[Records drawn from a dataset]
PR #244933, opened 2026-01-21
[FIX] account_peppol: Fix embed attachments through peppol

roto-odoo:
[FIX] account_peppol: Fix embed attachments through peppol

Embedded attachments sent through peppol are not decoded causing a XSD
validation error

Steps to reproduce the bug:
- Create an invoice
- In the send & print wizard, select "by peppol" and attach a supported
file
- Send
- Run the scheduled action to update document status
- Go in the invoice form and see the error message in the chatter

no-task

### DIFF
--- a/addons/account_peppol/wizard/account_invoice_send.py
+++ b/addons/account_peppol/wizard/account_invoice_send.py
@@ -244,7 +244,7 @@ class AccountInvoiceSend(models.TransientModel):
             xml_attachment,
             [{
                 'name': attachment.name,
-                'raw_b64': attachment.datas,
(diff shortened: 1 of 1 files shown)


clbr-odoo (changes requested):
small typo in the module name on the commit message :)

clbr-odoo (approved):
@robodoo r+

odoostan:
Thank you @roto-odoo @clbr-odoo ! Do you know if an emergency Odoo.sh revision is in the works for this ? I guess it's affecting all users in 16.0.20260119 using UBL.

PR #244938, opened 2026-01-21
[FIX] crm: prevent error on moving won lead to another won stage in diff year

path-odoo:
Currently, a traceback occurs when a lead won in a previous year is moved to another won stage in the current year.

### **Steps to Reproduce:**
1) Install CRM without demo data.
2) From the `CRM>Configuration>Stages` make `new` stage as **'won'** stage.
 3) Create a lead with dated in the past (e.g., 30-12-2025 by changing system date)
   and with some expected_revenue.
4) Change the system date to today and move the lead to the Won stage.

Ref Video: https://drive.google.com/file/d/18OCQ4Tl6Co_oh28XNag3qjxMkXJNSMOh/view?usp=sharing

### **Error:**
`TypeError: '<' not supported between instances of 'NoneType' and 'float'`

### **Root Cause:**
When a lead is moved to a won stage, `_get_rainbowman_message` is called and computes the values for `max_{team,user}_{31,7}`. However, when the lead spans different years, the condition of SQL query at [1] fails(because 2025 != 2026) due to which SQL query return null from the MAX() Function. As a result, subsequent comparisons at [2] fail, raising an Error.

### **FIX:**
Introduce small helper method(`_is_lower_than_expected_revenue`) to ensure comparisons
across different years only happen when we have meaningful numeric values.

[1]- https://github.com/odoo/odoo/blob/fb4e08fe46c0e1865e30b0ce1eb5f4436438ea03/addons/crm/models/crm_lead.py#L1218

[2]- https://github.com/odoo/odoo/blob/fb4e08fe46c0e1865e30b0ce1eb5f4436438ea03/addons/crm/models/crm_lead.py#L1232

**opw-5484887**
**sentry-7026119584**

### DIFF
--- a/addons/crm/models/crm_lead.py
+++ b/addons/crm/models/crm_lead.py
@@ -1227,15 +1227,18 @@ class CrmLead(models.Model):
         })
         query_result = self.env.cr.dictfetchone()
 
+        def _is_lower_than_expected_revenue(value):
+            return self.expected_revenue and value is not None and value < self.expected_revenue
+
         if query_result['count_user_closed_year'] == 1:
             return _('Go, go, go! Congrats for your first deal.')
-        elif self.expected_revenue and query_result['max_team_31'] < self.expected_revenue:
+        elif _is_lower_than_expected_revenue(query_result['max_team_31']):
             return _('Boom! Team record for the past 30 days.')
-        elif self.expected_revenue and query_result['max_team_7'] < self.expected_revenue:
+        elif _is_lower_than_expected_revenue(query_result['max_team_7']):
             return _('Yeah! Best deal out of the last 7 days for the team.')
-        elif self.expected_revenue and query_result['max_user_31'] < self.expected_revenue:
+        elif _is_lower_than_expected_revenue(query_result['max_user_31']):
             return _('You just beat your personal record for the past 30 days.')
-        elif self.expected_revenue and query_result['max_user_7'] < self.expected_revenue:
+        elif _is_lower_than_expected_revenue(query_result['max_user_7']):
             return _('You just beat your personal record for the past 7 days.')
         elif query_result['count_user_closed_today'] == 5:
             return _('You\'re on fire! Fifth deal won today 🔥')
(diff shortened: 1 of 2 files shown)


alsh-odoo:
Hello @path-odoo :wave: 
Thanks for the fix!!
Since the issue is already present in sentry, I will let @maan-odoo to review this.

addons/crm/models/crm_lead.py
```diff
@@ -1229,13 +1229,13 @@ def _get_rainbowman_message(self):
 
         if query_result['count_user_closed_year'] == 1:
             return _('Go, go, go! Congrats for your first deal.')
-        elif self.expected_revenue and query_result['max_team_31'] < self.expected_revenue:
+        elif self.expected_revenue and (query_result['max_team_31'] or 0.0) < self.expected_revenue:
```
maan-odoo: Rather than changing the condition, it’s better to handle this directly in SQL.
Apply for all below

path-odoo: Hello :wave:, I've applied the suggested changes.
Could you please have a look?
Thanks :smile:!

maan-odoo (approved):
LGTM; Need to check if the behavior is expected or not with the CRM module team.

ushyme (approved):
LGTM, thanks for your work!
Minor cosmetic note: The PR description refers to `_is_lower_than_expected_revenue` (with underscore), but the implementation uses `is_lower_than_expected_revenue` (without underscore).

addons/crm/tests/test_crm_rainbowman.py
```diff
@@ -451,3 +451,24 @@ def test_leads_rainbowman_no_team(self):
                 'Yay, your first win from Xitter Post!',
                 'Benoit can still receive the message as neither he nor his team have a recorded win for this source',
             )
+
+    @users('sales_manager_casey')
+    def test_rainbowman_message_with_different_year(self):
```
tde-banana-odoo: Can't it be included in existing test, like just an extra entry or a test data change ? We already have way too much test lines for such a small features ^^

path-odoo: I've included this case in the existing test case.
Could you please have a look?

Problem to solve » A word-for-word copy of the entries, from the first line through the line containing "- Create an invoice", is the whole answer.

Solution to the exercise »
PR #244933, opened 2026-01-21
[FIX] account_peppol: Fix embed attachments through peppol

roto-odoo:
[FIX] account_peppol: Fix embed attachments through peppol

Embedded attachments sent through peppol are not decoded causing a XSD
validation error

Steps to reproduce the bug:
- Create an invoice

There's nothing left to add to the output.